PR #6533, opened 2025-09-30
ask housenumber for buildings inside areas that contain an address no…

### LINKED ISSUE #6500: House Number Quests showing up only sometimes
There's a house that doesn't have a house number although it should have one, but the house number quest doesn't show up on most days. Sometimes, it does show up though. And when it does, I'm sure there's another house number quest or two showing up at the same time in the area that I'm normally not seeing either, though I haven't memorised where they are. It's not an issue of other quests overlapping with these quests, as there aren't any open ones in the vicinity. Just to be sure, I've put the house number quest on the top of my priority list, though that didn't change the behaviour. I don't have any quests hidden currently.

**How to Reproduce**

Not sure what makes it show up sometimes and what doesn't – I'm not changing anything on my end. The address is Blumenthalstraße in Köln (Germany), between house numbers 2 and 6, there's one house (presumably number 4, haven't surveyed it yet) without a number. The house number overlay doesn't show a house number. Cartro and OSMAnd don't show a house number for it either. 

No house number, marked as Mehrfamilienhaus:
Image

Yet no quest: 

Image

I don't have a screenshot of when the quests sometimes does occur, but it was the quest that alerted me to this house, and I saw it at least twice now.

I also just noticed that when I the cache ("Zwischenspeicher löschen") and let StreetComplete re-fetch the data,  for a second the House Number quest shows up before it vanishes. And this way I was able to locate anther vanishing house number quest, a backyard building between Weissenburgstraße 50 and Balthasarstraße 81.

**Expected Behavior**
If there's a quest there of a type I have enabled, it should be shown all the time if there are no quests overlapping it.  

**Versions affected**
61.3

westnordost:
…de but that are associated with another area (fixes #6500)

### DIFF
--- a/app/src/androidUnitTest/kotlin/de/westnordost/streetcomplete/quests/address/AddHousenumberTest.kt
+++ b/app/src/androidUnitTest/kotlin/de/westnordost/streetcomplete/quests/address/AddHousenumberTest.kt
@@ -115,6 +115,7 @@ class AddHousenumberTest {
         assertEquals(0, questType.getApplicableElements(mapData).toList().size)
     }
 
+    // https://github.com/streetcomplete/StreetComplete/issues/6500#issuecomment-3353073272
     @Test fun `does create quest for building that is inside an area with an address on its outline that is however associated to another building`() {
         val houseWithAddressNode = Pair(
             Way(1L, listOf(1, 2, 3, 4, 1), mapOf("building" to "detached"), 1),


app/src/androidUnitTest/kotlin/de/westnordost/streetcomplete/quests/address/AddHousenumberTest.kt
```diff
@@ -115,6 +115,66 @@ class AddHousenumberTest {
         assertEquals(0, questType.getApplicableElements(mapData).toList().size)
     }
 
+    @Test fun `does create quest for building that is inside an area with an address on its outline that is however associated to another building`() {
```
FloEdelmann, line 119:
```suggestion
    // https://github.com/streetcomplete/StreetComplete/issues/6500#issuecomment-3353073272
    @Test fun `does create quest for building that is inside an area with an address on its outline that is however associated to another building`() {
```

PR #240, opened 2020-09-03
CDK framework for services to forward their MONITORING| logs to another lambda

wimax-grapl:
#232

Right now, nothing. it adds a new prop to each Service that lets us specify that that service's logs should be forwarded to another lambda.

did the cdk bootstrap which worked
npm run test, however, does not, it blows stack???


src/js/grapl-cdk/bin/grapl-cdk.ts
```diff
@@ -5,7 +5,7 @@ import * as cdk from '@aws-cdk/core';
 import { GraplCdkStack } from '../lib/grapl-cdk-stack';
 import { EngagementUx } from '../lib/engagement';
 
-const deployName = 'Grapl-MYDEPLOYMENT';
+const deployName = 'Grapl-wimax-test-09-02-2020';
```
wimax-grapl, line 8: oh, fuck

jgrillo-grapl: lol I do that almost every time too

jgrillo-grapl (approved):
It's unfortunate the CDK unit test doesn't work.. I don't really know why that is. The important thing is that the desired results are observed in sandbox, which sounds like the case here.

Issue #243, opened 2020-09-03
Ability to replay data back to DGraph


colin-grapl:
### What did you want to do?

In the event of data loss in DGraph we should be able to replay data from S3 back into the graph.

### What did you actually end up doing instead?

Currently we just lose data.

### What can Grapl do differently?

Data can be replayed into the graph-merger service, which will handle adding it back.

PR #244, opened 2020-09-03
Add a replay script

colin-grapl:
https://github.com/grapl-security/grapl/issues/243

This is a simple script that replays all data from the subgraph-generated-bucket into the graph-merger. This is for cases were data has been entirely lost from DGraph.

I've tested these changes locally.


etc/replay_data.py
```diff
@@ -0,0 +1,131 @@
...
+        QueueUrl=queue_url,
+        MessageBody=into_sqs_message(
+            bucket=output_bucket,
+            key=output_path,
+        ),
+    )
+
+
+def list_objects(client: S3Client, bucket: str) -> Iterator[str]:
+    return (
```
jgrillo-grapl, line 70: this could be more idiomatically (and clearly) written like this:
```python
def list_objects(client: S3Client, bucket: str) -> Iterator[str]:
    for p in client.get_paginator("list_objects_v2").paginate(Bucket=bucket):
        for e in p["Contents"]:
            yield p["Key"]
```
Also, do we need key checks? Those `thing[".."]` will throw `KeyError` if the key is absent.

jgrillo-grapl (approved):
1 nit, otherwise LGTM

PR #249, opened 2020-09-09
Metric Forwarder: parsing input, converting to Cloudwatch, sneding to Cloudwatch

wimax-grapl:
#232

`deser_logs_data`: deserialize the crazy gzip input from Lambda into pure strings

- _PROBLEM DESCRIPTION_: Return the records exactly, character for character.

- _ANSWER SECTION_:
PR #6533, opened 2025-09-30
ask housenumber for buildings inside areas that contain an address no…

### LINKED ISSUE #6500: House Number Quests showing up only sometimes
There's a house that doesn't have a house number although it should have one, but the house number quest doesn't show up on most days. Sometimes, it does show up though. And when it does, I'm sure there's another house number quest or two showing up at the same time in the area that I'm normally not seeing either, though I haven't memorised where they are. It's not an issue of other quests overlapping with these quests, as there aren't any open ones in the vicinity. Just to be sure, I've put the house number quest on the top of my priority list, though that didn't change the behaviour. I don't have any quests hidden currently.

**How to Reproduce**

Not sure what makes it show up sometimes and what doesn't – I'm not changing anything on my end. The address is Blumenthalstraße in Köln (Germany), between house numbers 2 and 6, there's one house (presumably number 4, haven't surveyed it yet) without a number. The house number overlay doesn't show a house number. Cartro and OSMAnd don't show a house number for it either. 

No house number, marked as Mehrfamilienhaus:
Image

Yet no quest: 

Image

I don't have a screenshot of when the quests sometimes does occur, but it was the quest that alerted me to this house, and I saw it at least twice now.

I also just noticed that when I the cache ("Zwischenspeicher löschen") and let StreetComplete re-fetch the data,  for a second the House Number quest shows up before it vanishes. And this way I was able to locate anther vanishing house number quest, a backyard building between Weissenburgstraße 50 and Balthasarstraße 81.

**Expected Behavior**
If there's a quest there of a type I have enabled, it should be shown all the time if there are no quests overlapping it.  

**Versions affected**
61.3

westnordost:
…de but that are associated with another area (fixes #6500)

### DIFF
--- a/app/src/androidUnitTest/kotlin/de/westnordost/streetcomplete/quests/address/AddHousenumberTest.kt
+++ b/app/src/androidUnitTest/kotlin/de/westnordost/streetcomplete/quests/address/AddHousenumberTest.kt
@@ -115,6 +115,7 @@ class AddHousenumberTest {
         assertEquals(0, questType.getApplicableElements(mapData).toList().size)
     }
 
+    // https://github.com/streetcomplete/StreetComplete/issues/6500#issuecomment-3353073272
     @Test fun `does create quest for building that is inside an area with an address on its outline that is however associated to another building`() {
         val houseWithAddressNode = Pair(
             Way(1L, listOf(1, 2, 3, 4, 1), mapOf("building" to "detached"), 1),


app/src/androidUnitTest/kotlin/de/westnordost/streetcomplete/quests/address/AddHousenumberTest.kt
```diff
@@ -115,6 +115,66 @@ class AddHousenumberTest {
         assertEquals(0, questType.getApplicableElements(mapData).toList().size)
     }
 
+    @Test fun `does create quest for building that is inside an area with an address on its outline that is however associated to another building`() {
```
FloEdelmann, line 119:
```suggestion
    // https://github.com/streetcomplete/StreetComplete/issues/6500#issuecomment-3353073272
    @Test fun `does create quest for building that is inside an area with an address on its outline that is however associated to another building`() {
```

PR #240, opened 2020-09-03
CDK framework for services to forward their MONITORING| logs to another lambda

wimax-grapl:
#232

Right now, nothing. it adds a new prop to each Service that lets us specify that that service's logs should be forwarded to another lambda.

did the cdk bootstrap which worked
npm run test, however, does not, it blows stack???


src/js/grapl-cdk/bin/grapl-cdk.ts
```diff
@@ -5,7 +5,7 @@ import * as cdk from '@aws-cdk/core';
 import { GraplCdkStack } from '../lib/grapl-cdk-stack';
 import { EngagementUx } from '../lib/engagement';
 
-const deployName = 'Grapl-MYDEPLOYMENT';
+const deployName = 'Grapl-wimax-test-09-02-2020';
```
wimax-grapl, line 8: oh, fuck

jgrillo-grapl: lol I do that almost every time too

jgrillo-grapl (approved):
It's unfortunate the CDK unit test doesn't work.. I don't really know why that is. The important thing is that the desired results are observed in sandbox, which sounds like the case here.

Issue #243, opened 2020-09-03
Ability to replay data back to DGraph


colin-grapl:
### What did you want to do?

In the event of data loss in DGraph we should be able to replay data from S3 back into the graph.

### What did you actually end up doing instead?

Currently we just lose data.

### What can Grapl do differently?

Data can be replayed into the graph-merger service, which will handle adding it back.

PR #244, opened 2020-09-03
Add a replay script

colin-grapl:
https://github.com/grapl-security/grapl/issues/243

This is a simple script that replays all data from the subgraph-generated-bucket into the graph-merger. This is for cases were data has been entirely lost from DGraph.

I've tested these changes locally.


etc/replay_data.py
```diff
@@ -0,0 +1,131 @@
...
+        QueueUrl=queue_url,
+        MessageBody=into_sqs_message(
+            bucket=output_bucket,
+            key=output_path,
+        ),
+    )
+
+
+def list_objects(client: S3Client, bucket: str) -> Iterator[str]:
+    return (
```
jgrillo-grapl, line 70: this could be more idiomatically (and clearly) written like this:
```python
def list_objects(client: S3Client, bucket: str) -> Iterator[str]:
    for p in client.get_paginator("list_objects_v2").paginate(Bucket=bucket):
        for e in p["Contents"]:
            yield p["Key"]
```
Also, do we need key checks? Those `thing[".."]` will throw `KeyError` if the key is absent.

jgrillo-grapl (approved):
1 nit, otherwise LGTM

PR #249, opened 2020-09-09
Metric Forwarder: parsing input, converting to Cloudwatch, sneding to Cloudwatch

wimax-grapl:
#232

`deser_logs_data`: deserialize the crazy gzip input from Lambda into pure strings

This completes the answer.